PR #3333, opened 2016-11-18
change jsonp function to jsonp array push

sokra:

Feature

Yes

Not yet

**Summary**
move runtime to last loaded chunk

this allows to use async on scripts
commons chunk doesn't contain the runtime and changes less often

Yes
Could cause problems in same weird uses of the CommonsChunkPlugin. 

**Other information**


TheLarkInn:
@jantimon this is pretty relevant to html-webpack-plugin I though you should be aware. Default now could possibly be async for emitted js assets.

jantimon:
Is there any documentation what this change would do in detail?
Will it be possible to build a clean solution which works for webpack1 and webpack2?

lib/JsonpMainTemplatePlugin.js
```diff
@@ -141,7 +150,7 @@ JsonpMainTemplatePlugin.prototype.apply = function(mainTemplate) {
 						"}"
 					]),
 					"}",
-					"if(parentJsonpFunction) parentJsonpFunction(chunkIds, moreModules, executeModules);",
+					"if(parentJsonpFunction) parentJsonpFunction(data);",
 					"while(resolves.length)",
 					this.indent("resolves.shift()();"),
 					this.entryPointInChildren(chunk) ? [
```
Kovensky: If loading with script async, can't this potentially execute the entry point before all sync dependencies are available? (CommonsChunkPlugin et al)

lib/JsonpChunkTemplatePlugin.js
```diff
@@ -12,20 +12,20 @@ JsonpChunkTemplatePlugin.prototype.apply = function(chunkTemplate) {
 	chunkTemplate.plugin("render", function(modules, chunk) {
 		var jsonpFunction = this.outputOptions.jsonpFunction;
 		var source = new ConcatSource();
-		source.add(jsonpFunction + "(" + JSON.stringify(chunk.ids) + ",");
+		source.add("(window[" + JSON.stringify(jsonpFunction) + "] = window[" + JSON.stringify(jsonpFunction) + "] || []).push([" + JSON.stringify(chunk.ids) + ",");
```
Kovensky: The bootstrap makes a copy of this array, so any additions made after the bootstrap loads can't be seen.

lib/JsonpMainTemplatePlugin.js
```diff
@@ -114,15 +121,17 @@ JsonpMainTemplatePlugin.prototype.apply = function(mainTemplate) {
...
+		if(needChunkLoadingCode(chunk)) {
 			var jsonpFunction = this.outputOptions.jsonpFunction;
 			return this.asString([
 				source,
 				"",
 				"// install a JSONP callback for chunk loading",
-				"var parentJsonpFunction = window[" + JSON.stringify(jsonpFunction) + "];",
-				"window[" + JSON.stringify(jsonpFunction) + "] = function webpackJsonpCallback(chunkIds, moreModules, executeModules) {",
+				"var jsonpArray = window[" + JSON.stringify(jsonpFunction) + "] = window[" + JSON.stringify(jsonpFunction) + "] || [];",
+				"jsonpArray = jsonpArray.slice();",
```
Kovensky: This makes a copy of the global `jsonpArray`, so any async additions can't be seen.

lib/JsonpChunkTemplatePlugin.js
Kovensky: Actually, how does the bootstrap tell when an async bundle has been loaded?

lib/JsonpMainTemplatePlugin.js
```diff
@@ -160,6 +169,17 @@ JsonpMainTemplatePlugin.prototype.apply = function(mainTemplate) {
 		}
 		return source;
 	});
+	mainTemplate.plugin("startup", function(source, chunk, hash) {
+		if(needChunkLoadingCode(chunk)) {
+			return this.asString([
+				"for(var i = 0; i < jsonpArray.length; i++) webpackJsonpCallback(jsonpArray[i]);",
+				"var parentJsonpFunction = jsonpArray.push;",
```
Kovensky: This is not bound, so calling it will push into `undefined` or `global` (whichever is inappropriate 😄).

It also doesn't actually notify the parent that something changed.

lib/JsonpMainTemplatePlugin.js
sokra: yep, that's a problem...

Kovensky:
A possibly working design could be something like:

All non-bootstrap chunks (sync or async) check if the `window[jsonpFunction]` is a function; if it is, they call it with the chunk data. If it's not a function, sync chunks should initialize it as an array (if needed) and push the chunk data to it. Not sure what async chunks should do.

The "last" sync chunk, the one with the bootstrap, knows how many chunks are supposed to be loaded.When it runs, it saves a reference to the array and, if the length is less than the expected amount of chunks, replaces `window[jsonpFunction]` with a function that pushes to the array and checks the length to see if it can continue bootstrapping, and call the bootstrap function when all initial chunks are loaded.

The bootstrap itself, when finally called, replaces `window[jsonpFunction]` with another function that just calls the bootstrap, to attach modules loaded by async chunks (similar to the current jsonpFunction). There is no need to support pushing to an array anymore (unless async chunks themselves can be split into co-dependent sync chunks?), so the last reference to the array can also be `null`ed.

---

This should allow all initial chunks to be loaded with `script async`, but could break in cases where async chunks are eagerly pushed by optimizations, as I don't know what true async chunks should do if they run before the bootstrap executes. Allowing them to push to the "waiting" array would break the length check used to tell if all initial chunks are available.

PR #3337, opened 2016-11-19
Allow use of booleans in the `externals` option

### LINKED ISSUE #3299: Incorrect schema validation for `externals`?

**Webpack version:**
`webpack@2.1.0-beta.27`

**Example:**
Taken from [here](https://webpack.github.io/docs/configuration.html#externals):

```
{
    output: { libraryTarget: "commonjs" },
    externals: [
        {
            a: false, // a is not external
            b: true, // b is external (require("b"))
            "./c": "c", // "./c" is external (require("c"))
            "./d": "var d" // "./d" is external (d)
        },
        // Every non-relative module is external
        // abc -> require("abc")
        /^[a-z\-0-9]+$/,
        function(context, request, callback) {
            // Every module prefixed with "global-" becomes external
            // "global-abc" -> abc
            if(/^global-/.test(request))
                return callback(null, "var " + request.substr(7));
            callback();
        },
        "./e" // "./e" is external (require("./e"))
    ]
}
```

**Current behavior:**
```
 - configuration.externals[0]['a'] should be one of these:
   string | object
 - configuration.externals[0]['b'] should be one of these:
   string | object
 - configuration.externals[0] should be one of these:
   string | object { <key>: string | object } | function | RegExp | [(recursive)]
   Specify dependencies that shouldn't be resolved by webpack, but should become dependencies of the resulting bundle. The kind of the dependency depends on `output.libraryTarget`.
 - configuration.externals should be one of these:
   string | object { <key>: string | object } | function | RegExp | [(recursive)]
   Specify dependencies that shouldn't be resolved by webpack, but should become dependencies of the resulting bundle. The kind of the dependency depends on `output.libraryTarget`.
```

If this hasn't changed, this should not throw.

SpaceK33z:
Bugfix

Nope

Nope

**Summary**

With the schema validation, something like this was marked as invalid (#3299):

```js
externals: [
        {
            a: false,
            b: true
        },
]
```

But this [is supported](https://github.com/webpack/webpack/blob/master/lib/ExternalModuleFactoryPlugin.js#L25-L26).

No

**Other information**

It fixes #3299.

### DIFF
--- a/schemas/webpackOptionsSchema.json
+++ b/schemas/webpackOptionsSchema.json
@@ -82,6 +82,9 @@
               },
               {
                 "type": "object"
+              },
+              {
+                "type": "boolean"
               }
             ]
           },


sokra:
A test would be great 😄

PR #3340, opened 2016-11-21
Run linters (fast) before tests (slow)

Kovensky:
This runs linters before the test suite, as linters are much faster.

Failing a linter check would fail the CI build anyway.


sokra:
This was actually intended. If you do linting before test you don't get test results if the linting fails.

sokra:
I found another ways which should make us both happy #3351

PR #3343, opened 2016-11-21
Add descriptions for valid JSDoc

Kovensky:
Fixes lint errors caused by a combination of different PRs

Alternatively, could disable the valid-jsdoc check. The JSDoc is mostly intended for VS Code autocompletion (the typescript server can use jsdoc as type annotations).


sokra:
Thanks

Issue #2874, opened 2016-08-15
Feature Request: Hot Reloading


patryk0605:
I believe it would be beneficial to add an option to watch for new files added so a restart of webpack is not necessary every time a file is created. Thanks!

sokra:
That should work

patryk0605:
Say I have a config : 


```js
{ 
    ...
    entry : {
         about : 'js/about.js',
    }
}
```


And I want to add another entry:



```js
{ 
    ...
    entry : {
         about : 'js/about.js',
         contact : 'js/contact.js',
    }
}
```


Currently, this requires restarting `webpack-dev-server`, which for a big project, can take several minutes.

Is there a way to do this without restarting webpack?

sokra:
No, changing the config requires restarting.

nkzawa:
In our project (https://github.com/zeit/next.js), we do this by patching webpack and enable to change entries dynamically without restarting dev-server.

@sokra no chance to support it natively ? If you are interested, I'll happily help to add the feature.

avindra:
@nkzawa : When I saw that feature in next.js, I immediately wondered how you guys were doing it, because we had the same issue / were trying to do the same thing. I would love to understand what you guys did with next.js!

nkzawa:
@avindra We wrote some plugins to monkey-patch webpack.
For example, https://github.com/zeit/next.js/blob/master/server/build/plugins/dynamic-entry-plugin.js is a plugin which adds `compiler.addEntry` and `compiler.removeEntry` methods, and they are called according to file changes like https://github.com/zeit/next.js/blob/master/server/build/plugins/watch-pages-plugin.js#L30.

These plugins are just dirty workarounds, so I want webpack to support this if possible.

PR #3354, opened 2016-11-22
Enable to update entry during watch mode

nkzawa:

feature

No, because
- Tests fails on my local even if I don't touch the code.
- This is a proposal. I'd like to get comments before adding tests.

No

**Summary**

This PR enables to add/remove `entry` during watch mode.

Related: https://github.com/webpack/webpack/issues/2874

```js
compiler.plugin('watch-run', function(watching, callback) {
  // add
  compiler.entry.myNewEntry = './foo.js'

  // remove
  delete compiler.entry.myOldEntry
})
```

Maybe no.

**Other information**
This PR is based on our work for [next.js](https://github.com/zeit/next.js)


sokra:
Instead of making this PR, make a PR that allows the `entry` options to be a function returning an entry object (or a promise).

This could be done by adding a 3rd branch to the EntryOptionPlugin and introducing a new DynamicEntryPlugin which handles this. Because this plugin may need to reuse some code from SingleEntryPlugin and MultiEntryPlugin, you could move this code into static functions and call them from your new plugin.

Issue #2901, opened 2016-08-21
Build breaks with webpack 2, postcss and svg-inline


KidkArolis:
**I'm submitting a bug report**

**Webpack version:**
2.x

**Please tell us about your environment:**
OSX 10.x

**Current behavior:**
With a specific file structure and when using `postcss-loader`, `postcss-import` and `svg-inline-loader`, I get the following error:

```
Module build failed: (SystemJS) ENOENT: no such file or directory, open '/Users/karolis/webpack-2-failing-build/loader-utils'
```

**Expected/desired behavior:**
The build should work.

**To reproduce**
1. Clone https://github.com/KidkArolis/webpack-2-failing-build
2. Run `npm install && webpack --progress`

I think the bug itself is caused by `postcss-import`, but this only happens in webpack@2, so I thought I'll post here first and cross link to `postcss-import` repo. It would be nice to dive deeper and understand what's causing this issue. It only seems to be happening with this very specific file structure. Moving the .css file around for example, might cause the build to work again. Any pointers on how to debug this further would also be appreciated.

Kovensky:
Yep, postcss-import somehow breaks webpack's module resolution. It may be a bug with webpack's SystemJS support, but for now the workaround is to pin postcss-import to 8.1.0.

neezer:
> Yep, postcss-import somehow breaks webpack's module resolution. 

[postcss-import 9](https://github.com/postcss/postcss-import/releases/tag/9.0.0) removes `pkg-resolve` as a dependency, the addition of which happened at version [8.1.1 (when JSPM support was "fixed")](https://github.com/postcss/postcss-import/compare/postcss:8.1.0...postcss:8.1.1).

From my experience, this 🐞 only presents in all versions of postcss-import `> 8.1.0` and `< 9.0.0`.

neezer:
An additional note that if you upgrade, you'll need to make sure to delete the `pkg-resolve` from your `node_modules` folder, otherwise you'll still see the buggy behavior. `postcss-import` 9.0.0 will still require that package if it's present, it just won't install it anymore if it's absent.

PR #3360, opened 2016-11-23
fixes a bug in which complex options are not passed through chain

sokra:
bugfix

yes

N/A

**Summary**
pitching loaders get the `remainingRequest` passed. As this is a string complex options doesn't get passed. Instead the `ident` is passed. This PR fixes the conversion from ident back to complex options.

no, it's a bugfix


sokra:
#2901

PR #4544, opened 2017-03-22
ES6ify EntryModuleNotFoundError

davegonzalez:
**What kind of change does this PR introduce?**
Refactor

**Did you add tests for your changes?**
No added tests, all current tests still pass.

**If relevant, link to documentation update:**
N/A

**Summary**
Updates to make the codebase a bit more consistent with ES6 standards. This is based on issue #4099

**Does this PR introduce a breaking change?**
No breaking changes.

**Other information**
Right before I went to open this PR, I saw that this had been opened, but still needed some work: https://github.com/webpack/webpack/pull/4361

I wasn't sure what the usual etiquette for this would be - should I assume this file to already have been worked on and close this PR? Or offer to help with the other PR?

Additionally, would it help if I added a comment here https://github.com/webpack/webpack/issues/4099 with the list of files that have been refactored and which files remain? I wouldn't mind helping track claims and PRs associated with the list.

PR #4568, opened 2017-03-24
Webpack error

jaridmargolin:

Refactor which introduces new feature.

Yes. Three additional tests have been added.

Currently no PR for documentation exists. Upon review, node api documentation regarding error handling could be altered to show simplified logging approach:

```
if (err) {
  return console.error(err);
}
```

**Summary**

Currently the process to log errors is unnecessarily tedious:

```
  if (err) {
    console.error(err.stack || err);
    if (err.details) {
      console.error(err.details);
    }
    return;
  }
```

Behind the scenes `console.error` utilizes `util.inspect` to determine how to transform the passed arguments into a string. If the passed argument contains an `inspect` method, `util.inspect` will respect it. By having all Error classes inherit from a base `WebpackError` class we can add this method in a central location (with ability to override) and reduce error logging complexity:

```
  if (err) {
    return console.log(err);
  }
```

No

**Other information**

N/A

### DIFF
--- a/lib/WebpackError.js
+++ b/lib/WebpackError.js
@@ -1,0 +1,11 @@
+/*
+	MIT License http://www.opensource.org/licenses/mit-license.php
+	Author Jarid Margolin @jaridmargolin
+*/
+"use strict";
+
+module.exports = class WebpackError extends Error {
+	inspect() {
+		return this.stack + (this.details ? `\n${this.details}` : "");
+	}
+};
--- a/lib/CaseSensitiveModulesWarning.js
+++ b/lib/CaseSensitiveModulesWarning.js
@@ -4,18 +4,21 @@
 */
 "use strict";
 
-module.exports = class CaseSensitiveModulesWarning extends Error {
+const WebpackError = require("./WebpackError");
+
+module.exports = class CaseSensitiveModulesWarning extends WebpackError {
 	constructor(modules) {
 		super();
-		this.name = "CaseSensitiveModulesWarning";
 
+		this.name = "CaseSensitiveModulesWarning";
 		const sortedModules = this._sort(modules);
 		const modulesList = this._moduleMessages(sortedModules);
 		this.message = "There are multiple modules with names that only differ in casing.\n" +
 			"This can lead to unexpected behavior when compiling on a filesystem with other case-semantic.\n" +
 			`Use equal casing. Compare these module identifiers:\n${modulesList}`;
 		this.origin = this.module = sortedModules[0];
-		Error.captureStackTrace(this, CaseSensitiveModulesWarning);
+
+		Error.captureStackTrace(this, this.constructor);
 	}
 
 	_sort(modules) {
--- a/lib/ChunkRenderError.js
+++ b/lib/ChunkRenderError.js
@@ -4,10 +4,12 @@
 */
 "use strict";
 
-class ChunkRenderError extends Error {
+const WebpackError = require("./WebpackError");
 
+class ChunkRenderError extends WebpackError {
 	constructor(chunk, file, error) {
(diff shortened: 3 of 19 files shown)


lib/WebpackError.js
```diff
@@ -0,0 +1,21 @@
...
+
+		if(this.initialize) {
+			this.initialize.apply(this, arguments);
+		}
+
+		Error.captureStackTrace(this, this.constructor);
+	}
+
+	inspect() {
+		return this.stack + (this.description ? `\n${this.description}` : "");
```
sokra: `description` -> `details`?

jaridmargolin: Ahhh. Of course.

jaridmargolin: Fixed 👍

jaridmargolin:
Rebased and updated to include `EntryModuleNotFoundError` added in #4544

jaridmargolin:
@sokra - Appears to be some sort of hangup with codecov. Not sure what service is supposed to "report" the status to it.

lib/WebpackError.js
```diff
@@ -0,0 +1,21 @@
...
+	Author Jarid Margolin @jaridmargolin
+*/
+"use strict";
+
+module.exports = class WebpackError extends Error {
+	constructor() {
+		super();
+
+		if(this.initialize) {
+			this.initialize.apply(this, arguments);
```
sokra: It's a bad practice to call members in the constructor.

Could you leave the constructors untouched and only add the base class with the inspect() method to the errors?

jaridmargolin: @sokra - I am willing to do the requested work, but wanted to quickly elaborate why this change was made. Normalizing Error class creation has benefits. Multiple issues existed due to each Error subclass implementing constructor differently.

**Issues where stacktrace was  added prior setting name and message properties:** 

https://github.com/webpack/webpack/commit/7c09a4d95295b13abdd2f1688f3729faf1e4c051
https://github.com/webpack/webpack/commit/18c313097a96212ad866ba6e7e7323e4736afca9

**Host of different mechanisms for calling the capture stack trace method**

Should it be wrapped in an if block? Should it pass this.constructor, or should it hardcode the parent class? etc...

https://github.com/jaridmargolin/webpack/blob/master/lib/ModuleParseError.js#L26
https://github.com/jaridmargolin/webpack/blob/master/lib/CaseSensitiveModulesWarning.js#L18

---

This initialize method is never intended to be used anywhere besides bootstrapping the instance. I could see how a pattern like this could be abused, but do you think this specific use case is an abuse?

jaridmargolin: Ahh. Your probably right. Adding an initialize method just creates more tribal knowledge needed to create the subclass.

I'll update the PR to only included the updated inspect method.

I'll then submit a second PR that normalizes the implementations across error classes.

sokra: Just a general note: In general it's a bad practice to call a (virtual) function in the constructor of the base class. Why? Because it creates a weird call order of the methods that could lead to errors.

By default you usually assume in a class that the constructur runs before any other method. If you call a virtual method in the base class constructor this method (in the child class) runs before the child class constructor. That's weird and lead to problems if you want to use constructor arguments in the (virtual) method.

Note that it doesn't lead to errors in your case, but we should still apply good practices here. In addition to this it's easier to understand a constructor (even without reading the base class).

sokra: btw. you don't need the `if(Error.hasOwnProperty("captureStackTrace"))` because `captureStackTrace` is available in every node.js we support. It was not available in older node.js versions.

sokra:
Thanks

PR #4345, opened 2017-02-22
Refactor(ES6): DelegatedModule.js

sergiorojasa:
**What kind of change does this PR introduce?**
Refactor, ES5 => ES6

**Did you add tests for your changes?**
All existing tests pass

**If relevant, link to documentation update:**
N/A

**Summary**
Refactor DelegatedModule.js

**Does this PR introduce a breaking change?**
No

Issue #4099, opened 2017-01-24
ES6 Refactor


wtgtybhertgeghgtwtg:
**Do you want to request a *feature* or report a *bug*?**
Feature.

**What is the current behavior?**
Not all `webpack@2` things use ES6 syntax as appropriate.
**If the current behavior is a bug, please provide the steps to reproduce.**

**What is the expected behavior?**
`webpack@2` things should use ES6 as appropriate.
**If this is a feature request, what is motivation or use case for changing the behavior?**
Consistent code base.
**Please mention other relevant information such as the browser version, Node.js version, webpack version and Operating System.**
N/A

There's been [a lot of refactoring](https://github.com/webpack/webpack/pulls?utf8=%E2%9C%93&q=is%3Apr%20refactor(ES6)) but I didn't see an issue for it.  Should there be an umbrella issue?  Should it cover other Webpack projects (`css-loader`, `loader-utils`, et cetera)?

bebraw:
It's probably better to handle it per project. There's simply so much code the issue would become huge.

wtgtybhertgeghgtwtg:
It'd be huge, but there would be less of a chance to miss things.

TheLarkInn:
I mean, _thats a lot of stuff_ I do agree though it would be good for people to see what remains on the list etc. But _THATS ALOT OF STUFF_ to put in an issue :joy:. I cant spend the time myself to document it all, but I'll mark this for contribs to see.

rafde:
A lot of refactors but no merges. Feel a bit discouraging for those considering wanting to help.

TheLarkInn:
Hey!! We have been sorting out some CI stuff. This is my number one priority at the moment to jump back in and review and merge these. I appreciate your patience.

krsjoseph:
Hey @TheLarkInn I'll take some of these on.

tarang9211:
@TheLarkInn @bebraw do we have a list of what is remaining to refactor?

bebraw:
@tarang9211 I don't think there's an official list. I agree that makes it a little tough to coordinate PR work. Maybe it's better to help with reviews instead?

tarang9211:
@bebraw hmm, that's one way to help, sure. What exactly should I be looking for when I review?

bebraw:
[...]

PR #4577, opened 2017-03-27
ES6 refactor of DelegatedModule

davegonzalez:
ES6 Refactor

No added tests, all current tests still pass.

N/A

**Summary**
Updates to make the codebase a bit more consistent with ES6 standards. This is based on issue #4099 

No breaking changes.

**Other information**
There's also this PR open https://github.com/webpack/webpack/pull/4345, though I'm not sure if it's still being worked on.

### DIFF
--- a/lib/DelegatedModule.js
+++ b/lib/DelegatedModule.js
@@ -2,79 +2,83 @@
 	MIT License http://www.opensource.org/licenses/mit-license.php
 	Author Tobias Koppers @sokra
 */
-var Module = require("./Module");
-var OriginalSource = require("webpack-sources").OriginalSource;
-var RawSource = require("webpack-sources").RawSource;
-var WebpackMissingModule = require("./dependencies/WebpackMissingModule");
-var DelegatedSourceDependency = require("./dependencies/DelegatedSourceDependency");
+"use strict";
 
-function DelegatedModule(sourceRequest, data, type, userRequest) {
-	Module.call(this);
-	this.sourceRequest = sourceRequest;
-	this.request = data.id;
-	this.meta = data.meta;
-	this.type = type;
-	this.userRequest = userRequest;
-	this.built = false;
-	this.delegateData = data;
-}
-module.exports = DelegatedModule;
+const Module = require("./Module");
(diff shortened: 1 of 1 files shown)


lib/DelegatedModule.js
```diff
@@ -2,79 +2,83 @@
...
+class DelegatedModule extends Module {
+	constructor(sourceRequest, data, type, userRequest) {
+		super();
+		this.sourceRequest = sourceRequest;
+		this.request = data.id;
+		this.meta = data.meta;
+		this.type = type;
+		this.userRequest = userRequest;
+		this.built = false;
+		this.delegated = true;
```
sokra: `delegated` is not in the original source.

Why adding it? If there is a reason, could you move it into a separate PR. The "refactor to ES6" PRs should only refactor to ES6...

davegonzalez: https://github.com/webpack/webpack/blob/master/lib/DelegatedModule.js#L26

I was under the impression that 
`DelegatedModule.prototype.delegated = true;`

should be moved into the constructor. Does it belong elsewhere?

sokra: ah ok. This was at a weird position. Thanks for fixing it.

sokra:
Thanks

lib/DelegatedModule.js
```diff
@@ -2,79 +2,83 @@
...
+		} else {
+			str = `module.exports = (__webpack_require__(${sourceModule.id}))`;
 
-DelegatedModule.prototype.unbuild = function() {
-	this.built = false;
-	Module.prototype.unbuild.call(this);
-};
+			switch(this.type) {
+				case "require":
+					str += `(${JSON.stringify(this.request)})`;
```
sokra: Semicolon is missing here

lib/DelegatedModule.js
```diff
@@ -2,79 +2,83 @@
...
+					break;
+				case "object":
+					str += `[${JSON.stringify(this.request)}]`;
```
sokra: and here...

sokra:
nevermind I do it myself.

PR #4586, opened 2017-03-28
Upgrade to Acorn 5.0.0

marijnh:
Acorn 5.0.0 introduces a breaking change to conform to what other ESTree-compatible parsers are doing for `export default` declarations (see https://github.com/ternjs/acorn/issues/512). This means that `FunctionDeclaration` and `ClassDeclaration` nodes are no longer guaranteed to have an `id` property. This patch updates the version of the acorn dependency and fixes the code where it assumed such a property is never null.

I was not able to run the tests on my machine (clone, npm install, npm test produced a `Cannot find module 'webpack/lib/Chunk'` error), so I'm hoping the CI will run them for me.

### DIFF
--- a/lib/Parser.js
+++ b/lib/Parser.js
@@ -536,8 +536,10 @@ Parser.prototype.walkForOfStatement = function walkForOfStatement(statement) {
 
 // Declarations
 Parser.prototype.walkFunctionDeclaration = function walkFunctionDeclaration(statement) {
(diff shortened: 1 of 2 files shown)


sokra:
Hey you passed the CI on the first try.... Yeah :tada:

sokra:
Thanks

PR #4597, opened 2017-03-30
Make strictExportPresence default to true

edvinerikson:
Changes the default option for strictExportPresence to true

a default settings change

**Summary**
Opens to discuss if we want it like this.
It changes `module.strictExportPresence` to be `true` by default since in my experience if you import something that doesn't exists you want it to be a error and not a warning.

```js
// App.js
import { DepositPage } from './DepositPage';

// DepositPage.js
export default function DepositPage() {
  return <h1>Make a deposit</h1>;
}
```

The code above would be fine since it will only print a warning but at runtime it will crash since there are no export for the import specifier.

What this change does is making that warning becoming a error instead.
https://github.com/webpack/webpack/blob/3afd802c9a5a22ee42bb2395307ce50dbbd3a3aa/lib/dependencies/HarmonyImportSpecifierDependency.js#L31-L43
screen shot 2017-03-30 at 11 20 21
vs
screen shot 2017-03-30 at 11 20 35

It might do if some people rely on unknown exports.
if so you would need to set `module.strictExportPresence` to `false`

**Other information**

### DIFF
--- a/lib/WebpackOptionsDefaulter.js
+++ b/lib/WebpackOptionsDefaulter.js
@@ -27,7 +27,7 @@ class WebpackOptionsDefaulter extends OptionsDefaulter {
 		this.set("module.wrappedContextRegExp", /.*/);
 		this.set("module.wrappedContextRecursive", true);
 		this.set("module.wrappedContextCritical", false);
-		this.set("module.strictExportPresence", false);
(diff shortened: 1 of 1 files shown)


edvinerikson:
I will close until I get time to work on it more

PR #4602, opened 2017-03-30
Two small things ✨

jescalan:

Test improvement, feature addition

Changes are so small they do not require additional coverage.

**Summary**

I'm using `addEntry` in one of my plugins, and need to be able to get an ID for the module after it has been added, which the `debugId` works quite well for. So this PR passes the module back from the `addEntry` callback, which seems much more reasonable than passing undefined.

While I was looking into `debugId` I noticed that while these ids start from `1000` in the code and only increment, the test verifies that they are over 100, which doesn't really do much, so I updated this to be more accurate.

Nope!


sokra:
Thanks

▬▬▬▬▬▬▬▬▬▬

● Problem to work on: If a line in the records above includes the string "EntryModuleNotFoundError", copy it.

● Written reply:
ES6ify EntryModuleNotFoundError
Rebased and updated to include `EntryModuleNotFoundError` added in #4544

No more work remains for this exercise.